Penggunanaan herbisidan campuran glifosat, mesotrion dan metolaklor dinilai
tidak akan meracuni tanaman jagung karena herbisida campuran ini bersifat selektif. Sehingga herbisida campuran ini dapat digunakan untuk
mengendalikan gulma pada tanaman jagung. Hal ini bertujuan agar nutrisi yang dibutuhkan pada awal pertumbuhan tanaman jagung dapat tersedia dengan baik.
1.5 Hipotesis Berdasarkan kerangka pemikiran yang telah disusun, hipotesis yang dapat
disusun adalah sebagai berikut: 1. Pada dosis tertentu herbisida campuran bahan aktif glifosat, mesotrion dan
metolaklor mampu mengendalikan gulma pada pertanaman jagung 2. Pencampuran herbisida dengan bahan aktif glifosat, mesotrion dan
metolaklor tidak meracuni pertanaman jagung.
II. TINJAUAN PUSTAKA
2.1 Informasi Umum Tanaman Jagung Menurut Rukmana 1997, tanaman jagung sangat bermanfaat bagi kehidupan
manusia dan hewan. Di Indonesia, jagung merupakan komoditi tanaman pangan kedua terpenting setelah padi. Berdasarkan urutan bahan makanan pokok di
dunia, jagung menduduki urutan ketiga setelah padi dan gandum. Di daerah Madura, jagung banyak dimanfaatkan sebagai makanan pokok. Akhir-akhir ini
tanaman jagung semakin meningkat penggunaaanya, antara lain dapat digunakan sebagai pakan ternak, pupuk hijau atau kompos, dan pulp bahan
kertas. Rendahnya produksi jagung di tingkat petani dapat mempengaruhi produksi
secara Nasional. Hal ini dimungkinkan ada kaitannya dengan penggunaan varietas, pengolahan tanah dan kepadatan tanaman persatuan luas yang tidak
sesuai untuk pertumbuhan tanaman jagung dan keragaman produktivitas tersebut diduga disebabkan adanya perbedaan penggunaan benih bersertifikat,
teknologi budidaya kurang memadai, pola tanam yang tidak sesuai, ketidaktersediaan air dan kondisi sosial ekonomi petani Rosalyne, 2010.

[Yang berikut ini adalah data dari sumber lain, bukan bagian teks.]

PR #542, opened 2022-05-04
refactor: port message, operation, correlation-id and security-requirements models

magicmatatjahu:
**Description**

- port `Message`, `MessageTrait`, `Operation`, `OperationTrait`, `CorrelationId` and `SecurityRequirements` models
- add unit tests

**Related issue(s)**
Part of #481 
Part of #482 

cc @smoya @Souvikns


jonaslagoni (approved):
👍

Souvikns (approved):
I haven't read all the files

src/models/channel-parameter.ts
```diff
@@ -1,3 +1,11 @@
 import type { BaseModel } from "./base";
+import type { DescriptionMixinInterface, ExtensionsMixinInterface } from "./mixins";
+import type { SchemaInterface } from "./schema";
 
-export interface ChannelParameterInterface extends BaseModel {}
+export interface ChannelParameterInterface extends BaseModel, DescriptionMixinInterface, ExtensionsMixinInterface {
+  id(): string;
+  hasSchema(): boolean;
```
smoya, line 7: If this should stay, should be added to https://github.com/asyncapi/parser-api/blob/master/docs/v1.md#channelparameter

src/models/channel-parameter.ts
```diff
@@ -1,3 +1,11 @@
...
+  schema(): SchemaInterface | undefined;
+  hasLocation(): boolean;
+  location(): string | undefined;
```
smoya, line 10: Same as before, If this should stay, should be added to https://github.com/asyncapi/parser-api/blob/master/docs/v1.md#channelparameter

src/models/message-trait.ts
```diff
@@ -1,3 +1,24 @@
 import type { BaseModel } from "./base";
+import type { CorrelationIdInterface } from "./correlation-id";
+import type { MessageExamplesInterface } from "./message-examples";
+import type { BindingsMixinInterface, DescriptionMixinInterface, ExtensionsMixinInterface, ExternalDocumentationMixinInterface, TagsMixinInterface } from './mixins';
+import type { SchemaInterface } from "./schema";
 
-export interface MessageTraitInterface extends BaseModel {}
+export interface MessageTraitInterface extends BaseModel, BindingsMixinInterface, DescriptionMixinInterface, ExtensionsMixinInterface, ExternalDocumentationMixinInterface, TagsMixinInterface {
```
smoya, line 7: There are some missing methods from the Parser-API that I think should be implemented here (otherwise, discarded from the Parser-API).

- hasKnownSchemaFormat() : `boolean`
- schemaFormat() : `string`

See https://github.com/asyncapi/parser-api/blob/master/docs/v1.md#message

src/models/operation-trait.ts
```diff
@@ -1,3 +1,14 @@
 import type { BaseModel } from "./base";
+import type { BindingsMixinInterface, DescriptionMixinInterface, ExtensionsMixinInterface, ExternalDocumentationMixinInterface, TagsMixinInterface } from './mixins';
+import type { OperationKind } from "./operation";
+import type { SecurityRequirementsInterface } from "./security-requirements";
 
-export interface OperationTraitInterface extends BaseModel {}
+export interface OperationTraitInterface extends BaseModel, BindingsMixinInterface, DescriptionMixinInterface, ExtensionsMixinInterface, ExternalDocumentationMixinInterface, TagsMixinInterface {
+  id(): string;
+  kind(): OperationKind;
```
smoya, line 8: This should be added into the Parser-API https://github.com/asyncapi/parser-api/blob/master/docs/v1.md#operation, as well as removing some of the methods related to Publish/Subscribe

smoya: Also, `kind` VS `type`. For example, in Security Requirements, we use `type` https://github.com/asyncapi/parser-js/pull/542/files#diff-dfe2dcce2b8c529ef868faf21548e2ba16163b0c4b9ef33129ac286346f2e008R15

src/models/v2/message-trait.ts
```diff
@@ -0,0 +1,98 @@
...
+  constructor(
+    private readonly _id: string,
+    _json: Record<string,any>,
+    _meta: ModelMetadata = {} as any
+  ) {
+    super(_json, _meta);
+  }
+
+  id(): string {
+    return this.messageId() || this._id;
```
smoya, line 30: Noice!!! 👍

src/models/v3/security-requirements.ts
```diff
@@ -0,0 +1,16 @@
+import { Collection } from '../collection';
+
+import type { SecurityRequirementsInterface } from '../security-requirements';
+import type { SecurityRequirementInterface } from '../security-requirement';
+
+export class SecurityRequirements extends Collection<SecurityRequirementInterface> implements SecurityRequirementsInterface {
+  override get(id: string): SecurityRequirementInterface | undefined {
+    // return this.collections.find(trait => trait.id() === id);
```
smoya, line 8: Is this a TODO?

src/models/channel-parameter.ts
magicmatatjahu: The channel parameter has a location so it has to stay 😄

src/models/message-trait.ts
magicmatatjahu: I didn't add it on purpose for a simple reason. Defining `schemaFormat` at the messag level on a lot of problems from a schema reuse point of view, and I will try to move schemaFormat to the Schema object - then this will be removed. Here is my issue for 3.0.0 https://github.com/asyncapi/spec/issues/622. If we want it I can add it, but I hope that in 99% we will remove it.

smoya (changes requested):
Mainly looks good to me! 🎉 Left some comments and suggestions

src/models/operation-trait.ts
magicmatatjahu: You're right, we have inconsistencies. `type` in SecurityRequirements and here `kind`. In 3.0.0 we have for example called it as `action` (https://github.com/asyncapi/spec/issues/618) so maybe we should call it `action`?

src/models/v2/message-trait.ts
magicmatatjahu: Here I have a problem, because on one side we call it `id`, and next to it we have `messageId`. Maybe we should rename this method to `uid` and for `id` return the value for `messageId`? Same for other objects - where we call the method `id` we should call it `uid`?

src/models/v3/security-requirements.ts
magicmatatjahu: Yes, and no. Because of the fact that these objects do not have `id` I wonder if we should return `undefined`, or change this collection to a regular array and not collection class.

src/models/message-trait.ts
smoya: It makes sense indeed. How would you implement that? I think this should be then done in this PR

src/models/channel-parameter.ts
smoya: Would you mind then creating a PR on Parser-API repo?

src/models/v2/message-trait.ts
smoya: The `messageId` is the real **unique id** (uid) across the document, so I think it would be the other way around.
Anyway, I see the issue you are mentioning. 
Maybe, adding a new `UniqueIdentifiableInterface`, with the `uid` method would make sense. In the case of message, to return `this.messageId()`, `this.operationId` for Operation, etc.
The `id` field will then just return the key of the map which the object belongs to. 

Makes sense?

src/models/v3/security-requirements.ts
smoya: Good point. Can't we do just directly use `Record<string, { schema: SecuritySchemeInterface, scopes: Array<string> }>` ?

src/models/operation-trait.ts
smoya: Indeed, `action` sounds like a better fit.

src/models/v3/security-requirements.ts
magicmatatjahu: We cannot, `security` field (in security and operation) is an array, so we ca change it to the 

```ts
Array<Record<string, { schema: SecuritySchemeInterface, scopes: Array<string> }>>
```

src/models/v2/message-trait.ts
magicmatatjahu: It makes sense, but I wonder if we need 3 methods, `messageId`, `id` and `uid`. 

The `id` could be for `messageId`
The `uid` for the `messageId` or key or some generated unique id for given reference.

src/models/message-trait.ts
magicmatatjahu: I can add `schemaFormat` in this PR to `Message` model, but we can always remove it.

smoya: Yeah, makes sense.

I like the `message.payload().schemaFormat()` you suggested in https://github.com/asyncapi/spec/issues/622. Maybe we can move forward with it later on, and now just adding an issue to work on it next?

src/models/v2/message-trait.ts
smoya: I think we are considering a different thing for what the `id` value is.

From my pov, `id` is just the key on the map. For example, `myMessage` in the following example:

```yaml
components:
  messages:
    myMessage:
      # etc
```

Of course, currently messages declared inside the operation won't have an id (at least on spec v2.x) but this could change for next versions (and makes sense to me).

src/models/v3/security-requirements.ts
smoya: I think makes sense

magicmatatjahu:
@smoya I propagated suggestions from your review. I didn't add `uid` and stay with `id` and `messageId`. I think that now it's good approach, we can always change it when we will see how 3.0.0 look like.

I also updated `parser-api` https://github.com/asyncapi/parser-api/pull/64

src/models/message-trait.ts
magicmatatjahu: Issue :) https://github.com/asyncapi/parser-js/issues/544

2.2 Gulma dan Pengelolaan Gulma Pengertian gulma menurut Sembodo 2010, merupakan tumbuhan yang
mengganggu atau merugikan kepentingan manusia. Sedangkan menurut Suprapto 1999, gulma merupakan tumbuhan yang sifatnya merugikan usaha
pertanian, penilaian tersebut muncul karena gulma tersebut tumbuh tidak pada tempatnya, merupakan tumbuhan yang tidak diinginkan keberadaannya, dan
termasuk tumbuhan yang bernilai negatif. Kerugian yang ditimbulkan oleh gulma diantaranya adalah dapat menurunkan kualitas dan kuantitas hasil
pertanian, mempersulit pengolahan tanah, dan mengganggu kelancaran irigasi. Dikatakan oleh Sukman dan Yakup 1995, gulma dalam agroekosistem
menimbulkan berbagai masalah, yaitu berkompetisi dengan tanaman budidaya, mempersulit pemeliharaan tanaman, sebagai inang hama dan penyakit,
menurunkan kualitas dan kuantitas hasil tanaman sehingga mengakibatkan kerugian secara finansial.
Selain itu, pengaruh negatif lain dari gulma terhadap tanaman budidaya adalah
dapat menjadi kompetitor terhadap sarana tumbuh, seperti nutrisi, air, cahaya, dan CO
2
; dapat menghasilkan senyawa alelopati, sebagai inang hama dan penyakit tanaman, serta dapat menurunkan kualitas hasil karena adanya
kontaminasi dari bagian gulma, misalnya biji Tjitrosoedirdjo dkk., 1984. Menurut Suprapto 1999, jenis gulma dominan pada pertanaman jagung
meliputi Digitaria sanguinalis, Cynodon dactylon, Echinochloa colona, Eleusine indica, Imperata cylindrica, Cyperus rotundus, Cyperus killingia,
Amaranthus spinosus, Ageratum conyzoides, dan Synedrella nodiflora.